Issue #1178, opened 2026-08-10
Extract a LanguageFrontend fact-bundle protocol from the Roslyn integration


vitali87:
## Problem

There is no language-frontend interface. The two existing compiler integrations are bespoke branches called directly from `GraphUpdater.run()` (`graph_updater.py:614-812` via `_run_cpp_frontend` at `:324` and `_run_csharp_frontend` at `:394`); `ProcessorFactory` has zero frontend references, and the `LanguageHandler` protocol (`parsers/handlers/protocol.py`) is purely syntactic with no hooks for semantic facts.

Worse, the two integrations follow opposite shapes:

- **csharp_frontend (Roslyn)** — the good shape: an external tool emits a *fact bundle* (`CSharpSemanticFacts`), keyed by `(rel_file, line, byte_col, name)`, consumed by the existing processors, with silent per-miss fallback to heuristics.
- **cpp_frontend (libclang)** — the fragile shape: writes graph nodes/edges directly via `IngestorProtocol`, and owns a parallel qn generator (`cpp_frontend/qn.py`) that must byte-for-byte reproduce `GraphUpdater._collect_eligible_files` walk order (#1025).

The roadmap adds frontends for Go, TypeScript/JS, Java, Dart, and more. Without a contract, each becomes a third/fourth/fifth special case.

## Proposal

Extract a `LanguageFrontend` protocol from the Roslyn integration:

```
run(repo_path, files) -> SemanticFacts
```

with generalized fact families (each optional per language):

- **Work request**: Everything from the line that contains "## Proposal" through the final line of the listing is to be restated word for word, and nothing more.

- **Finished task**:
## Proposal

Extract a `LanguageFrontend` protocol from the Roslyn integration:

```
run(repo_path, files) -> SemanticFacts
```

with generalized fact families (each optional per language):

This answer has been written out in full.